PROVIDED DATA Start Marker

PR #1938, opened 2018-03-08
Fetch available BOM versions and show them in UI

etanshaul:
progress towards #1921 

- Adds service to fetch BOM versions from Maven Central (using Aether abstractions)
- Populates the BOM versions (the latest n of them) in the UI
- Hides this with a feature flag (`feature.bom`)
- If no versions can be fetched from Maven Central, then the BOM UX is hidden (with the idea that instead we will fall back to the versions from the static json metadata with no BOM support).

Does **not** have any of the following (will come in subsequent PRs):
- Adding the BOM to the pom.xml
- syncing with existing BOM
- updating the versions in the UX for each library to match what is in the selected BOM

image


etanshaul:
@ivanporty @nbashirbello @patflynn ptal

google-cloud-tools-plugin/src/com/google/cloud/tools/intellij/apis/GoogleCloudApiSelectorPanel.java
```diff
@@ -99,6 +108,12 @@
     panel.setPreferredSize(new Dimension(800, 600));
 
     projectSelector.loadActiveCloudProject();
+
+    if (ServiceManager.getService(PluginInfoService.class).shouldEnable(GctFeature.BOM)) {
+      populateBomVersions();
+    } else {
+      hideBomUI();
```
ivanporty: When the feature is off, and components are hidden, does the panel adjust itself properly, i.e., there is no large empty spaces?

google-cloud-tools-plugin/src/com/google/cloud/tools/intellij/apis/GoogleCloudApiSelectorPanel.java
```diff
@@ -224,6 +249,27 @@ private void updateManagementUI() {
...
+   * Populates the BOM {@link JComboBox} with the fetched versions. If there are no versions
+   * returned, then the BOM UX is hidden.
+   */
+  // TODO (eshaul): make async with loader icons
+  private void populateBomVersions() {
+    List<Version> bomVersions =
+        CloudApiMavenService.getInstance().getBomVersions(NUM_BOM_VERSIONS_TO_SHOW);
+
+    if (bomVersions.isEmpty()) {
+      hideBomUI();
```
ivanporty: So per your description, this will hide BOM versions and UI controls, and instead show individual versions and show them in library details? In this case, do we also plan to add individual versions to POM file until BOM is available, correct?

google-cloud-tools-plugin/src/com/google/cloud/tools/intellij/apis/GoogleCloudApiSelectorPanel.java
```diff
@@ -224,6 +249,27 @@ private void updateManagementUI() {
...
+    } else {
+      bomVersions.forEach(bomComboBox::addItem);
```
ivanporty: Will this always show proper version display name, i.e. `toString()` method is stable for `Version` and no separate renderer is needed?

patflynn:
what do you guys think about dropping the 'client' in the client libraries
label?

etanshaul:
@patflynn just to confirm. do you mean both labels? or just "Google Cloud Client LIbraries Version". I could see dropping it from both.

google-cloud-tools-plugin/src/com/google/cloud/tools/intellij/apis/CloudApiMavenService.java
```diff
@@ -0,0 +1,74 @@
...
+import org.jetbrains.idea.maven.aether.ArtifactRepositoryManager;
+import org.jetbrains.idea.maven.aether.ProgressConsumer;
+
+/** An application service providing Cloud API Maven functionality. */
+public class CloudApiMavenService {
+  private static final Logger logger = Logger.getInstance(CloudApiManager.class);
+
+  private static final String GOOGLE_CLOUD_JAVA_BOM_GROUP_NAME = "com.google.cloud";
+  private static final String GOOGLE_CLOUD_JAVA_BOM_ARTIFACT_NAME = "google-cloud-bom";
+  private static final String GOOGLE_CLOUD_JAVA_BOM_VERSION_CONSTRAINT = "[0,)";
```
ivanporty: Interesting math notation, is this what they used in Aether? Is this required or we can fetch all versions regardless of constraint?

etanshaul:
oops test is broken cause I forgot to enable the feature flag for testing. fix coming

google-cloud-tools-plugin/src/com/google/cloud/tools/intellij/apis/CloudApiMavenService.java
```diff
@@ -0,0 +1,74 @@
...
+
+    try {
+      List<Version> availableVersions =
+          repositoryManager.getAvailableVersions(
+              GOOGLE_CLOUD_JAVA_BOM_GROUP_NAME,
+              GOOGLE_CLOUD_JAVA_BOM_ARTIFACT_NAME,
+              GOOGLE_CLOUD_JAVA_BOM_VERSION_CONSTRAINT,
+              ArtifactKind.ARTIFACT);
+
+      availableVersions.sort(Comparator.reverseOrder());
```
ivanporty: Will this always work, i.e. `Version` implements `Comparable`?

ivanporty:
Agree, library sounds clear enough without "client"

patflynn:
Good point.  Right now it's a bit weird that it's inconsistent between the
two.
maybe something like:
window title: "Add Google Cloud Libraries"
1st label: 'Add library to module'
2nd label: 'library version'

I think I'd also be OK with prefacing everything with 'Google Cloud'.

etanshaul:
@patflynn 

I like the suggestions. Regarding prefacing everything with Google Cloud - the 2nd label imo must have that preface otherwise its a bit weird. But I'm also OK prefacing them all with it.

google-cloud-tools-plugin/src/com/google/cloud/tools/intellij/apis/GoogleCloudApiSelectorPanel.java
etanshaul: yes. Ive confirmed it

google-cloud-tools-plugin/src/com/google/cloud/tools/intellij/apis/CloudApiMavenService.java
```diff
@@ -0,0 +1,74 @@
...
+
+  static CloudApiMavenService getInstance() {
+    return ServiceManager.getService(CloudApiMavenService.class);
+  }
+
+  /**
+   * Returns the available Google Cloud Java client library BOM versions from Maven Central.
+   *
+   * @param limit the number of results to the n latest BOM versions
+   * @return returns the {@link Version versions} of the BOMs
```
ivanporty: Probably worth mentioning this is reversely sorted list.

google-cloud-tools-plugin/src/com/google/cloud/tools/intellij/apis/GoogleCloudApiSelectorPanel.java
etanshaul: yes. an empty return from the BOM service call will do the following:

1) hide the BOM label and dropdown (done in this PR)
2) in the client lib selector UI, show the versions from the metadata json instead of from the BOM (effectively already in place because fetching lib versions based on the BOM is not yet implemented)
3) add the dependencies to the pom.xml as if there is no BOM support at all (like we already do)

google-cloud-tools-plugin/src/com/google/cloud/tools/intellij/apis/GoogleCloudApiSelectorPanel.java
etanshaul: yes, looks like the toString method itself is smart enough to render the version properly

google-cloud-tools-plugin/testSrc/com/google/cloud/tools/intellij/apis/GoogleCloudApiSelectorPanelTest.java
```diff
@@ -235,6 +244,37 @@ public void getPanel_withMultipleLibraries_multipleSelected_hasCheckboxesAndPopu
...
+    GoogleCloudApiSelectorPanel panel =
+        new GoogleCloudApiSelectorPanel(ImmutableList.of(), testFixture.getProject());
+
+    JComboBox<Version> bomComboBox = panel.getBomComboBox();
+
+    assertThat(panel.getBomSelectorLabel().isVisible()).isTrue();
+    assertThat(panel.getBomComboBox().isVisible()).isTrue();
+    assertThat(bomComboBox.getItemCount()).isEqualTo(3);
+
+    for (int i = 0; i < bomComboBox.getItemCount(); i++) {
```
ivanporty: Nit: remembering Java readability from Nate :) it could be cleaner to move this to a separate test case and test against explicit list of values rather than a loop.

google-cloud-tools-plugin/src/com/google/cloud/tools/intellij/apis/CloudApiMavenService.java
etanshaul: yes, version implements comparable

google-cloud-tools-plugin/src/com/google/cloud/tools/intellij/apis/CloudApiMavenService.java
etanshaul: yes this is Aether notation.

The service call requires a version to be passed in. So we must pass in some pattern to indicate that we want them all. I toyed with the idea of using this notation itself to limit the results instead of limiting them later client-side, but we would have to pre-suppose a version syntax (which is a bad idea I think).

google-cloud-tools-plugin/testSrc/com/google/cloud/tools/intellij/apis/GoogleCloudApiSelectorPanelTest.java
```diff
@@ -574,4 +622,26 @@ private static void assertDetailsShownForLibrary(
...
+  private static class TestVersion implements Version {
+    private final String name;
+
+    public TestVersion(String name) {
+      this.name = name;
+    }
+
+    @Override
+    public int compareTo(@NotNull Version o) {
+      return 0;
```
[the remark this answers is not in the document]
etanshaul: the sorting is done inside of the BOM service method. in these tests we are mocking out that entire method (so no sorting is done).

google-cloud-tools-plugin/testSrc/com/google/cloud/tools/intellij/apis/GoogleCloudApiSelectorPanelTest.java
etanshaul: sounds good

etanshaul: the ghost of Nate haunts us :)

google-cloud-tools-plugin/testSrc/com/google/cloud/tools/intellij/apis/GoogleCloudApiSelectorPanelTest.java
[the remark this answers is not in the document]
ivanporty: cool, got it

etanshaul:
wording updates:
image

ivanporty:
We have two places with plural "Libraries" and one with "Add .. Library to Module", is this intentional?

google-cloud-tools-plugin/testSrc/com/google/cloud/tools/intellij/apis/GoogleCloudApiSelectorPanelTest.java
etanshaul: I removed the loop. but didn't see much value in moving to a separate test case..lmk if you disagree

etanshaul:
Yes that is intentional:

The plural case is because that BOM version applies to ALL the client libraries. Its an overarching version that can be thought of loosely as the version of the client libraries.

google-cloud-tools-plugin/testSrc/com/google/cloud/tools/intellij/apis/GoogleCloudApiSelectorPanelTest.java
ivanporty: LGTM

ivanporty:
Sounds good. I just thought a user might be able to add multiple versions to module, and title says "Libraries", but it's pretty clear anyway.

etanshaul:
side note: I put a `todo` in the code to fetch the bom version asynchronously.

in my testing, however, its instantaneous enough to not be noticeable in the UI.

etanshaul:
yes - that is a bit confusing. its the difference between the BOM version and the individual library version.

If you have any ideas to make it even clearer, feel free

google-cloud-tools-plugin/src/com/google/cloud/tools/intellij/apis/CloudApiMavenService.java
etanshaul: what do you think about moving the sorting outside of this method. seems like sorting is the responsibility of the client that is displaying them, not the service itself.

then we can even unit test this here in this pr

ivanporty: Sounds like a great idea, it does make two things here and sorting is needed for UI only.

etanshaul:
@ivanporty ptal at 98035d2:

- Moved sorting out to the caller of the service
- Moved limited out to the caller (using the same reasoning as for the first point)
- Added test coverage for BOM version limiting

etanshaul:
updated to test reverse order sorting too

etanshaul:
I think I addressed all comments so far. lmk if I missed anything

PROVIDED DATA End Marker

→ **HOW TO COMPLETE THIS TASK**: Return all lines of the material that have "implements" in them.

→ **THE COMPLETED TASK**:
ivanporty: Will this always work, i.e. `Version` implements `Comparable`?
etanshaul: yes, version implements comparable
+  private static class TestVersion implements Version {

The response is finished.